Select and reproduce each line of the listing below that bears the string "squashed".

(DATA RECORDS):
────────────────────
PR #2752, opened 2021-05-05
Use utils::remove_file in utils::ensure_file_removed

### LINKED ISSUE #2734: latent file removal bug
I just noticed that `ensure_file_removed` doesn't have the retry logic that `remove_file` does (both in `utils.rs`: the difference between them is solely that a file-not-found error is ignored by ensure-file-removed; so we should apply the retry logic - in fact we should just layer `ensure_file_removed` on `remove_file`.

joshrotenberg:
This change calls `utils::remove_file` in `utils::ensure_file_removed` instead of calling `fs::remove_file` in order to take advantage of the retry. The logic is essentially the same: if the result is an error but the error type is `NotFound`, return `Ok(())`, otherwise return whatever the actual result is. With this change, the error type is buried a little bit deeper in the result.

In addition, some basic tests have been added to verify the functionality of both `remove_file` and `ensure_file_removed` with regards to this change.

Fixes #2734.

### DIFF
--- a/src/utils/utils.rs
+++ b/src/utils/utils.rs
@@ -392,10 +392,14 @@ pub fn remove_file(name: &'static str, path: &Path) -> Result<()> {
 }
 
 pub fn ensure_file_removed(name: &'static str, path: &Path) -> Result<()> {
-    let result = fs::remove_file(path);
+    let result = remove_file(name, path);
     if let Err(err) = &result {
-        if err.kind() == io::ErrorKind::NotFound {
-            return Ok(());
+        if let Some(retry::Error::Operation { error: e, .. }) =
+            err.downcast_ref::<retry::Error<io::Error>>()
+        {
+            if e.kind() == io::ErrorKind::NotFound {
+                return Ok(());
+            }
         }
     }
     result.with_context(|| RustupError::RemovingFile {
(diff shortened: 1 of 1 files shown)


kinnison:
Is there a good reason that you didn't add those unit-like tests as unit tests in utils.rs, rather than creating an integration test file?

joshrotenberg:
> Is there a good reason that you didn't add those unit-like tests as unit tests in utils.rs, rather than creating an integration test file?

No, actually. I'll move them.

src/utils/utils.rs
```diff
@@ -756,4 +760,41 @@ mod tests {
...
+        let tempdir = tempfile::Builder::new().prefix("rustup").tempdir().unwrap();
+        let f_path = tempdir.path().join("f");
+        File::create(&f_path).unwrap();
+
+        assert!(f_path.exists());
+
+        assert!(remove_file("f", &f_path).is_ok());
+        assert!(!f_path.exists());
+
+        let result = remove_file("f", &f_path);
```
0xPoe:
```suggestion
        assert!(f_path.exists());
        assert!(remove_file("f", &f_path).is_ok());
        
        assert!(!f_path.exists());
        let result = remove_file("f", &f_path);
```

src/utils/utils.rs
```diff
@@ -756,4 +760,41 @@ mod tests {
...
+        let err = result.unwrap_err();
+
+        match err.downcast_ref::<RustupError>() {
+            Some(RustupError::RemovingFile { name, path }) => {
+                assert_eq!(*name, "f");
+                assert_eq!(path.clone(), f_path);
+            }
+            _ => panic!(),
```
0xPoe: Would it be better to add a msg?

src/utils/utils.rs
```diff
@@ -756,4 +760,41 @@ mod tests {
...
+
+    #[test]
+    fn test_ensure_file_removed() {
+        let tempdir = tempfile::Builder::new().prefix("rustup").tempdir().unwrap();
+        let f_path = tempdir.path().join("f");
+        File::create(&f_path).unwrap();
+
+        assert!(f_path.exists());
+
+        assert!(ensure_file_removed("f", &f_path).is_ok());
```
0xPoe:
```suggestion
        assert!(f_path.exists());
        assert!(ensure_file_removed("f", &f_path).is_ok());
```

0xPoe (commented):
Thanks for your contribution.
rest LGTM. It's better to squash your commits.

src/utils/utils.rs
joshrotenberg: Added a message here.

joshrotenberg:
> Thanks for your contribution.
> rest LGTM. It's better to squash your commits.

Thanks. I'll remember to squash next time.

kinnison:
I've approved the workflow to run.  If everything goes green then I'd like to see a cleaned up commit series before I do a final pass

joshrotenberg:
> I've approved the workflow to run. If everything goes green then I'd like to see a cleaned up commit series before I do a final pass

`fmt` fixed and commits squashed, but ...

>> memory allocation of 16777216 bytes failed
>> Error: Process completed with exit code 1.

I'm guessing this is a transient error, but I don't know for sure.

kinnison:
> > I've approved the workflow to run. If everything goes green then I'd like to see a cleaned up commit series before I do a final pass
> 
> `fmt` fixed and commits squashed, but ...
> 
> > > memory allocation of 16777216 bytes failed
> > > Error: Process completed with exit code 1.
> 
> I'm guessing this is a transient error, but I don't know for sure.

This is part of a problem with Rustup we're trying to bottom out on another PR, so don't worry that you might have caused it.

kinnison (approved):
This looks good to me, assuming a green CI (modulo any 1.24 related iffies) I'll merge.

rbtcollins:
@joshrotenberg Thank you for picking this bug up and fixing it ! <3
────────────────────
(ANSWER SECTION):
`fmt` fixed and commits squashed, but ...
> `fmt` fixed and commits squashed, but ...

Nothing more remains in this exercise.